══ DATA SUPPLIED ══

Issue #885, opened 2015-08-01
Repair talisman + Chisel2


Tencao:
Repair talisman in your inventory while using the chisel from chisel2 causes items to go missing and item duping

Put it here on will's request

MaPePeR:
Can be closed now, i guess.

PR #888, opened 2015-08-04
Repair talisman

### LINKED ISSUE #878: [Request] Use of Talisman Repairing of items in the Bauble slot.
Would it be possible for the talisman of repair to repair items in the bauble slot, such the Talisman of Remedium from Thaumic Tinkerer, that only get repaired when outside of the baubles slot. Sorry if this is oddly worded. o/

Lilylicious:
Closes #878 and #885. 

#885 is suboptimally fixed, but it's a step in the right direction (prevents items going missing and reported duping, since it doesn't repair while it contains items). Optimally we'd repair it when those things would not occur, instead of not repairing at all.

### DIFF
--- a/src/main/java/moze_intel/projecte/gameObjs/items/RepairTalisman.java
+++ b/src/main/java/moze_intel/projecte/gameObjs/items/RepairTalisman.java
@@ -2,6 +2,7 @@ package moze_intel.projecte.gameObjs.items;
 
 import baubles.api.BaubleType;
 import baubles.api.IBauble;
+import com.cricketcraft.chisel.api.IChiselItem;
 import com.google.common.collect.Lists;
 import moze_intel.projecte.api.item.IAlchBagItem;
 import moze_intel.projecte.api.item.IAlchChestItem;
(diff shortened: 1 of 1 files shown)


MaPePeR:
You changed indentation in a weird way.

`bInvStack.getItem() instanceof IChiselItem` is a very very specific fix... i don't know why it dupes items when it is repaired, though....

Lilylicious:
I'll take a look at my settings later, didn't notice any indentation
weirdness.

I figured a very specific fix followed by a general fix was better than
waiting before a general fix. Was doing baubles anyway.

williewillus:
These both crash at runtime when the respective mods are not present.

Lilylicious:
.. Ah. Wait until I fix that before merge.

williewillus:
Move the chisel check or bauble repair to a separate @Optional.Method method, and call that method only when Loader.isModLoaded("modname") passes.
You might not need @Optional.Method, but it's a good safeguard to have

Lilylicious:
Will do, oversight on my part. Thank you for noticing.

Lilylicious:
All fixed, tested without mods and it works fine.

═══
══ DATA SUPPLIED ══

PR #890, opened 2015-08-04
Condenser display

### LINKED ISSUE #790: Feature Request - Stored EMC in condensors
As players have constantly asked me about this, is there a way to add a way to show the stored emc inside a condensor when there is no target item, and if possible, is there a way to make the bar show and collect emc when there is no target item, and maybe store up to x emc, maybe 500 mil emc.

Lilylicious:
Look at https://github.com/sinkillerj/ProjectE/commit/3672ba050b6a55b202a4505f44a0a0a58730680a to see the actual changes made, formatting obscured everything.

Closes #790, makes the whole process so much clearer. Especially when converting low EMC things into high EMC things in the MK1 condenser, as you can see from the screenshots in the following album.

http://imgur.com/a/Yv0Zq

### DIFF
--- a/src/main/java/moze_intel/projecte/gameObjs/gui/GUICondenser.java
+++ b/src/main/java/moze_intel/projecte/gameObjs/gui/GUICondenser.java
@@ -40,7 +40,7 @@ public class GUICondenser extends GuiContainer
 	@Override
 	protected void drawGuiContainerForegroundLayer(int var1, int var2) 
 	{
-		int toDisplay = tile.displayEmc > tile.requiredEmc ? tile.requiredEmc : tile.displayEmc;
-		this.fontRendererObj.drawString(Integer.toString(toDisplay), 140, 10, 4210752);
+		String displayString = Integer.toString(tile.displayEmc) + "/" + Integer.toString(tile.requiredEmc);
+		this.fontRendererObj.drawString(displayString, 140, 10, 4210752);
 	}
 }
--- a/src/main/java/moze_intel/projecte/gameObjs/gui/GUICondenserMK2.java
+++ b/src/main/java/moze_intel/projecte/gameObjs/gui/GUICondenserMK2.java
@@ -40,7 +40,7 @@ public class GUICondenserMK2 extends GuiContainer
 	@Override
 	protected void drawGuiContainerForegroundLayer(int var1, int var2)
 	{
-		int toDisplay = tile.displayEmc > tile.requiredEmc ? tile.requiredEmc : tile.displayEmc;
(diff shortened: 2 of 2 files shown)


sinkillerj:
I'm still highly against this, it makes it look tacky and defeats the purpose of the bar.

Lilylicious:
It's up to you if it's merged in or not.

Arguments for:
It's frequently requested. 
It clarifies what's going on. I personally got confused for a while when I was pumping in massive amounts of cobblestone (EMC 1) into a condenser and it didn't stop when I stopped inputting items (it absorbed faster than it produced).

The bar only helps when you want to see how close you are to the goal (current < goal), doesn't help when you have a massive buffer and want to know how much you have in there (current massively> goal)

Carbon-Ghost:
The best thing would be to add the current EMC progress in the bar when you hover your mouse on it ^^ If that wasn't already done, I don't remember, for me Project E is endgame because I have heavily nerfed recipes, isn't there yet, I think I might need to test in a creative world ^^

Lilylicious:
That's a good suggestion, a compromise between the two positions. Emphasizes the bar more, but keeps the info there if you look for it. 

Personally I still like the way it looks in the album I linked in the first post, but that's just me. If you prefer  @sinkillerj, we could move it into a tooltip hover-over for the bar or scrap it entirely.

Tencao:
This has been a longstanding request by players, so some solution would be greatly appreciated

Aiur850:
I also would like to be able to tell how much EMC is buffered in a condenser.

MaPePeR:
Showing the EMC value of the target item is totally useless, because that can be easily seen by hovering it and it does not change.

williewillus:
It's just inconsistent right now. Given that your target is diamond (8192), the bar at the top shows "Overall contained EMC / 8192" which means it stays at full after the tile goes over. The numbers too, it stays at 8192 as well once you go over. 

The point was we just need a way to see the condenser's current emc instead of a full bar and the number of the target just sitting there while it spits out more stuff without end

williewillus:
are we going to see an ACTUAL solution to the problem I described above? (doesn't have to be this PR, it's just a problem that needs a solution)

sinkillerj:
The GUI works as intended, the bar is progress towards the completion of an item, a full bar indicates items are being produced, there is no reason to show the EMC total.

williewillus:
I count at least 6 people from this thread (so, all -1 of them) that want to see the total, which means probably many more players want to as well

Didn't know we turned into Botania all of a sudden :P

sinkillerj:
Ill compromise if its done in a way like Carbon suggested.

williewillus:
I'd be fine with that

═══

From the entries above, collect every line with the string "specific" in it.

• **YOUR RESPONSE**:
`bInvStack.getItem() instanceof IChiselItem` is a very very specific fix... i don't know why it dupes items when it is repaired, though....
I figured a very specific fix followed by a general fix was better than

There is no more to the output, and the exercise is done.